- _What the exercise asks_
Find each line below containing the word "tocados" and copy it.

- _Exercise inputs_
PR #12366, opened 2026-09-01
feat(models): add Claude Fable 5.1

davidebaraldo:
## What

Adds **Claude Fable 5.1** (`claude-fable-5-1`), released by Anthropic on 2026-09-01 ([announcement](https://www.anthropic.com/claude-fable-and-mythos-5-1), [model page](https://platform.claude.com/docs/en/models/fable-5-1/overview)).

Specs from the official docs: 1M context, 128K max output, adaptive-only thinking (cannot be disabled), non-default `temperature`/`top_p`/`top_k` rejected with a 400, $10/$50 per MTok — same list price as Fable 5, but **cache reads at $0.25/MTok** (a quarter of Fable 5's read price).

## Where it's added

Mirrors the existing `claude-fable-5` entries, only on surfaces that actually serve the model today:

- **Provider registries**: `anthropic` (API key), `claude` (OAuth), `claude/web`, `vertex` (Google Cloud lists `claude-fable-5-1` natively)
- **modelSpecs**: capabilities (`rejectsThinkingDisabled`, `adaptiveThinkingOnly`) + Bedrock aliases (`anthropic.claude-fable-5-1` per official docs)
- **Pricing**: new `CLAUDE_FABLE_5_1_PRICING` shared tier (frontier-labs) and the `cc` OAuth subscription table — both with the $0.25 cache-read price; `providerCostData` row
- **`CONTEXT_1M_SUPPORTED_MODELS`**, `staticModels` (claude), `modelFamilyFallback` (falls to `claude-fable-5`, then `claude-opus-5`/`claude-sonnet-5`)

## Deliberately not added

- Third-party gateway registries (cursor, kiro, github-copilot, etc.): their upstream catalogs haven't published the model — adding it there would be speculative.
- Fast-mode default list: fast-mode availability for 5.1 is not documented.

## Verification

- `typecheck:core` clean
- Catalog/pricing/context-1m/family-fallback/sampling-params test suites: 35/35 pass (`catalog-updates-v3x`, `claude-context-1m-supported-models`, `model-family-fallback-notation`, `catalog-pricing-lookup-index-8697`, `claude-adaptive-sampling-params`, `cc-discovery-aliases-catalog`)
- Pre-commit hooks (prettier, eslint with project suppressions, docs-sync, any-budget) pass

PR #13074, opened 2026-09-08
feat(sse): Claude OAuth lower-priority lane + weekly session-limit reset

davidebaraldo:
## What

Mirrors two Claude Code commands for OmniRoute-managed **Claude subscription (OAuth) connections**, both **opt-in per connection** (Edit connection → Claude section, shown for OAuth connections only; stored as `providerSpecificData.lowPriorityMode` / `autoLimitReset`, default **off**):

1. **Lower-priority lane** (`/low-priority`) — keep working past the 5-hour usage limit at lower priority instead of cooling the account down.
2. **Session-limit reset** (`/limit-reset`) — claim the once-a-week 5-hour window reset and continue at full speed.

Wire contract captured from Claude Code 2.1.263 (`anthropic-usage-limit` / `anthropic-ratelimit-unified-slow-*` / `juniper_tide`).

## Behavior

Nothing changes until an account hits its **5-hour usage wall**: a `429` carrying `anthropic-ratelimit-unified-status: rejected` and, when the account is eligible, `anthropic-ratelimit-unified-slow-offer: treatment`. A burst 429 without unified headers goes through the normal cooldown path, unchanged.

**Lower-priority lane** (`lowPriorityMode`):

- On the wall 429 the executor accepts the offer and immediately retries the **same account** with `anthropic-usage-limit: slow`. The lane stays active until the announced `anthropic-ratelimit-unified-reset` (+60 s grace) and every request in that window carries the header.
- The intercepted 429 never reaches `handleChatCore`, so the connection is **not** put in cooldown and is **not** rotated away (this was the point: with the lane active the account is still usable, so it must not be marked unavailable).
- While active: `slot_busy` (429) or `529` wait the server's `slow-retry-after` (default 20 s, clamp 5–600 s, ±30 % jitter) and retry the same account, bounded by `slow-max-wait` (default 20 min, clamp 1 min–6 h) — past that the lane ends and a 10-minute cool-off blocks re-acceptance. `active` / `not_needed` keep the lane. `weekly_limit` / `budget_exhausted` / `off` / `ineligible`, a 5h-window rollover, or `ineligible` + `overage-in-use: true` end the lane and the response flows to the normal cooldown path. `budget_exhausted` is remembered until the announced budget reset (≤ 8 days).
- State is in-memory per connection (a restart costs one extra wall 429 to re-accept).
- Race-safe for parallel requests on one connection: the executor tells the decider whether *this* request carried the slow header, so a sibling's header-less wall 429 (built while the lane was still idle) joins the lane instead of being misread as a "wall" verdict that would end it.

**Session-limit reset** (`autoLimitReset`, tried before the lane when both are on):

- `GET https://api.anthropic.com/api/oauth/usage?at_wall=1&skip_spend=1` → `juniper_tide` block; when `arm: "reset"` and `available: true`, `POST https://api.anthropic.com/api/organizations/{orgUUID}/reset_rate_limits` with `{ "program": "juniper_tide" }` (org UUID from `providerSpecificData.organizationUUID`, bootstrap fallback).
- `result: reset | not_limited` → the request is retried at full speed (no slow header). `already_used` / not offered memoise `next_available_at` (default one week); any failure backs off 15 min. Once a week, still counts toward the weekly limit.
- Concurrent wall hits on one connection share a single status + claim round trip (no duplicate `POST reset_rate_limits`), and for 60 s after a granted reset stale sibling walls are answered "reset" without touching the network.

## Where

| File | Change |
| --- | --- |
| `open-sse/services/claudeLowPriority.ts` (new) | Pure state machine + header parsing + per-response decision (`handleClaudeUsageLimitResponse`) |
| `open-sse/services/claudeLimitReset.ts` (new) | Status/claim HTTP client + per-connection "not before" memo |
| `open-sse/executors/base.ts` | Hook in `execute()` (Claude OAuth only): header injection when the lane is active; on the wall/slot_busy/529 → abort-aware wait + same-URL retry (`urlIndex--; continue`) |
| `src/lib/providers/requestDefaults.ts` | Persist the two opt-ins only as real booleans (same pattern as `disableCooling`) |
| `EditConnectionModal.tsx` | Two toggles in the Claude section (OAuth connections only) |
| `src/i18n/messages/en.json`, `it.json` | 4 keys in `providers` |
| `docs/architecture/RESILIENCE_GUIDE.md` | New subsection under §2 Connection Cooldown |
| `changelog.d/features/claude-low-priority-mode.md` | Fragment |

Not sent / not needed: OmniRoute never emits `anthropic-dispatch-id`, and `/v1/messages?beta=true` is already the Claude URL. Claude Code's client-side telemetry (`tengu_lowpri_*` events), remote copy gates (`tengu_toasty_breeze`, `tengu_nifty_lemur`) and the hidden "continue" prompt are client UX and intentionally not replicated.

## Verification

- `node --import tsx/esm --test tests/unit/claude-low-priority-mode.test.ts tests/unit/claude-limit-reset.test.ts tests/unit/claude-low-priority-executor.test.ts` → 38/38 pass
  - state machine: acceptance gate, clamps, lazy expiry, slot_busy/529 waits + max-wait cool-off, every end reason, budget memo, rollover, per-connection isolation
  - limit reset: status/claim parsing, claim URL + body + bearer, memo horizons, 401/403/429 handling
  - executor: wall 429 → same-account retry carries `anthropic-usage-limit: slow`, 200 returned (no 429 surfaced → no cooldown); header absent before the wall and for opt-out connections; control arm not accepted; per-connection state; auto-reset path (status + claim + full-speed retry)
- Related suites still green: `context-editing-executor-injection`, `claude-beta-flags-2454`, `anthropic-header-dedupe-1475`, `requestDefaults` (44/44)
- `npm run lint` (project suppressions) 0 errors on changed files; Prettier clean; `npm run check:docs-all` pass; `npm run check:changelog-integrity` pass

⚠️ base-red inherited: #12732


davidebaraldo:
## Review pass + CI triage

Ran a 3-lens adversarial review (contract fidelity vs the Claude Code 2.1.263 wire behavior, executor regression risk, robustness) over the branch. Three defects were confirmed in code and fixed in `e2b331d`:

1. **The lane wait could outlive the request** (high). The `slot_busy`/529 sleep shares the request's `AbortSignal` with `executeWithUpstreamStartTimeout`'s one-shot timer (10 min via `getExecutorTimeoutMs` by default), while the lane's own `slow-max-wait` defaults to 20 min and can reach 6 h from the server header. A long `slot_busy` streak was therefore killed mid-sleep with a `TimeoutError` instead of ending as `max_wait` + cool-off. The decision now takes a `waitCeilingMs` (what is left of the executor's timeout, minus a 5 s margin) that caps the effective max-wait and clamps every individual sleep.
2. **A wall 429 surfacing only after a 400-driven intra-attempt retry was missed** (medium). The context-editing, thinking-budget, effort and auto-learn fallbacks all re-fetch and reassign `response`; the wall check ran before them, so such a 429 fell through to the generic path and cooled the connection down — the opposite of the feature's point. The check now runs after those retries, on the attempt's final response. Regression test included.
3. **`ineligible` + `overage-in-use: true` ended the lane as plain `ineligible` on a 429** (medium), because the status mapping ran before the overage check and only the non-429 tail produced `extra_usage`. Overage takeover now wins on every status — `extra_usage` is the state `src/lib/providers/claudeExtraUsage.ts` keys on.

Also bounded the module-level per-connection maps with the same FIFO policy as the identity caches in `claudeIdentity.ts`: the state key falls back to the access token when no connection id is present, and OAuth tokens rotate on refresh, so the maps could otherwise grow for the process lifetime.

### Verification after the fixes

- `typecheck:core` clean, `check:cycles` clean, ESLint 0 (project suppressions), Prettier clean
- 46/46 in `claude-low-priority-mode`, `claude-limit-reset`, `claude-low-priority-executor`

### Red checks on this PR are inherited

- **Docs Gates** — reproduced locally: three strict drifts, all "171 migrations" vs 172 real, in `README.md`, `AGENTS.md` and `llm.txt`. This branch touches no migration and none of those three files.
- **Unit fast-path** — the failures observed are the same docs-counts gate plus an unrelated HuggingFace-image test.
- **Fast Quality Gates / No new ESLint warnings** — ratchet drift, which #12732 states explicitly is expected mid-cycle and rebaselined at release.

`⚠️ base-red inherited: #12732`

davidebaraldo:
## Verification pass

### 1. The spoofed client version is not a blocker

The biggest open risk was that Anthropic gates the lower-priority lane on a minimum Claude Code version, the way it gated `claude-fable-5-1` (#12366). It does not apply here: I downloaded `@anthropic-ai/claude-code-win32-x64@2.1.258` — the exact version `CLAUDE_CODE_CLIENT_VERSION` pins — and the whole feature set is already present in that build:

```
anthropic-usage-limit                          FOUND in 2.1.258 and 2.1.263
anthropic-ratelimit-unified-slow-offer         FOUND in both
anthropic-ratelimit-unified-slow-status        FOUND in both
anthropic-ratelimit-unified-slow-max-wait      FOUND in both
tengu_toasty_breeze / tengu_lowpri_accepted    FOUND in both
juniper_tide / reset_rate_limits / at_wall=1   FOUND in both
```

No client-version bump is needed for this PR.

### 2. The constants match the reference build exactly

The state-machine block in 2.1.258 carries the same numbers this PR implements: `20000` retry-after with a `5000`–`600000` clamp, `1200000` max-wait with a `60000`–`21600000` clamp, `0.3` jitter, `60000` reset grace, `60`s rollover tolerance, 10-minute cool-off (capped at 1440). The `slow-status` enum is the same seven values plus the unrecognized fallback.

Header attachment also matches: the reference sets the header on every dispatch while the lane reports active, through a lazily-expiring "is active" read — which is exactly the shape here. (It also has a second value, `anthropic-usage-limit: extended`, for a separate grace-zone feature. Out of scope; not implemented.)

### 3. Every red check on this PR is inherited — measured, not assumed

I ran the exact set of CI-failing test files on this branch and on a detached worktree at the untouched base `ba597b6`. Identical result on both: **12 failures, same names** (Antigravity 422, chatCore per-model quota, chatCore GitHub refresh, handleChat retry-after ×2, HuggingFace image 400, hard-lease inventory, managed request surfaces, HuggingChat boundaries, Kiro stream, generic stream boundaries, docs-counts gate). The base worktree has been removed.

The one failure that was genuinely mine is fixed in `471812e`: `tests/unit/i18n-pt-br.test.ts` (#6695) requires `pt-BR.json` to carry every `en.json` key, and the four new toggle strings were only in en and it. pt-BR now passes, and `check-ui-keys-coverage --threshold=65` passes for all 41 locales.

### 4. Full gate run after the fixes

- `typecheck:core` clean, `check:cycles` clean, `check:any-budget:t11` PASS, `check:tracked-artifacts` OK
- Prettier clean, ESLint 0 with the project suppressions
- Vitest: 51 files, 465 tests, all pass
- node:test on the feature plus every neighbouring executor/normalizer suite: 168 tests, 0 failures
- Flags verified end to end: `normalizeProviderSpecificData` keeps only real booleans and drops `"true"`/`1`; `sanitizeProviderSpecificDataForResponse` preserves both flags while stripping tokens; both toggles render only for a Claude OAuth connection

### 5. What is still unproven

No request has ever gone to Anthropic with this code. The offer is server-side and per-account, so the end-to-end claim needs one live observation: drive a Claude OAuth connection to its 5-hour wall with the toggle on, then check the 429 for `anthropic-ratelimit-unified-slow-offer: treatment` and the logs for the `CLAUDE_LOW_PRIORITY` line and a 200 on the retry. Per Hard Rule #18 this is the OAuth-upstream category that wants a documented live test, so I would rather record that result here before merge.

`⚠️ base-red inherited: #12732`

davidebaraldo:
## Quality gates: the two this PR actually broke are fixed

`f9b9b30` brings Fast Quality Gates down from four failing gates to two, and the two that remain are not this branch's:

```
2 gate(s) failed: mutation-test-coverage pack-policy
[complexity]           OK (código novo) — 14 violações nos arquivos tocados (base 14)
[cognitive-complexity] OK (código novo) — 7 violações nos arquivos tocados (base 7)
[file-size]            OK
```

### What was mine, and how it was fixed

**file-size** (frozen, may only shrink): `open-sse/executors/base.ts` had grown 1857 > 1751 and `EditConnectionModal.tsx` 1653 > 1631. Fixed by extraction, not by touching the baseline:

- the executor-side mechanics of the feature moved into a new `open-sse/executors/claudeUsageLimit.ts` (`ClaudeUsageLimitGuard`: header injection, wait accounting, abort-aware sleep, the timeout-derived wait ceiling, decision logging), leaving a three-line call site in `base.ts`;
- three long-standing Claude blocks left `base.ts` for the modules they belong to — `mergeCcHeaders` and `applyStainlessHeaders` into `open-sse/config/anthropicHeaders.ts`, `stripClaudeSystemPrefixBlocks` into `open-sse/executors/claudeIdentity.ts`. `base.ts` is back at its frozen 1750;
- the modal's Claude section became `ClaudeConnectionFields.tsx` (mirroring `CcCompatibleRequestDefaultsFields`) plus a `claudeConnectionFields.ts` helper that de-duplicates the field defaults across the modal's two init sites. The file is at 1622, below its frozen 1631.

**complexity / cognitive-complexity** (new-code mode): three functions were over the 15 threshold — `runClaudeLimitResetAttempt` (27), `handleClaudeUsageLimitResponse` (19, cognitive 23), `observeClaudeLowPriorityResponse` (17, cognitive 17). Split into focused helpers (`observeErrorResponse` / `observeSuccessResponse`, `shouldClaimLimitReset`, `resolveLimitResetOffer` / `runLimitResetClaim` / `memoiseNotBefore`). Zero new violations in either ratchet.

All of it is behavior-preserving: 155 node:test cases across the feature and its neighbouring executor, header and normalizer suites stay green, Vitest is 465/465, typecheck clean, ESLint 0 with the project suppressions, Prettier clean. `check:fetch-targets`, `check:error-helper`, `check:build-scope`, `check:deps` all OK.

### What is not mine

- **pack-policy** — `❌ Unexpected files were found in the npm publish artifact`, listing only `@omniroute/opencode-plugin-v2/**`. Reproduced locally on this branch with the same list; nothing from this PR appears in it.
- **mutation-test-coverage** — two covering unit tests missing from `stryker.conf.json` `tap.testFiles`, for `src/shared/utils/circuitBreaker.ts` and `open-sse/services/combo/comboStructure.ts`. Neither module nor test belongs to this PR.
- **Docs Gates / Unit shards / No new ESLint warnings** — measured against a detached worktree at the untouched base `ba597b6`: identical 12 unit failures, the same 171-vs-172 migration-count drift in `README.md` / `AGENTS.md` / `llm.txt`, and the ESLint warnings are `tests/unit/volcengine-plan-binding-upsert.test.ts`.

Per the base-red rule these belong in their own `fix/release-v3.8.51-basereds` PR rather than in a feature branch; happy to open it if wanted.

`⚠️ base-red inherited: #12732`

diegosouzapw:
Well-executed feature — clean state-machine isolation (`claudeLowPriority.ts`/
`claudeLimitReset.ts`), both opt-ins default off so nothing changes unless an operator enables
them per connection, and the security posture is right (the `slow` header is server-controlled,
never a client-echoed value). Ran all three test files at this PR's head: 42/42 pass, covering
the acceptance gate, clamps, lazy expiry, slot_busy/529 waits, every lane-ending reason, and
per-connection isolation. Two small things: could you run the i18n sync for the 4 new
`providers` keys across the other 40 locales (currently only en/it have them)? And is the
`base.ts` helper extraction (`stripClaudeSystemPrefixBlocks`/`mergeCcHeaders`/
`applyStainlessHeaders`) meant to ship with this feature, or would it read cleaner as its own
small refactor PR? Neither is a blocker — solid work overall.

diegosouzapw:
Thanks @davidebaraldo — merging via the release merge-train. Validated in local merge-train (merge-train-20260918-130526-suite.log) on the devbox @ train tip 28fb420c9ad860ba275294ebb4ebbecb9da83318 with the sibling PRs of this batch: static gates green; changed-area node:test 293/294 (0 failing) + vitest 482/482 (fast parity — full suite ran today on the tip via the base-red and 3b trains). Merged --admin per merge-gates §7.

- _Exercise output_
[complexity]           OK (código novo) — 14 violações nos arquivos tocados (base 14)
[cognitive-complexity] OK (código novo) — 7 violações nos arquivos tocados (base 7)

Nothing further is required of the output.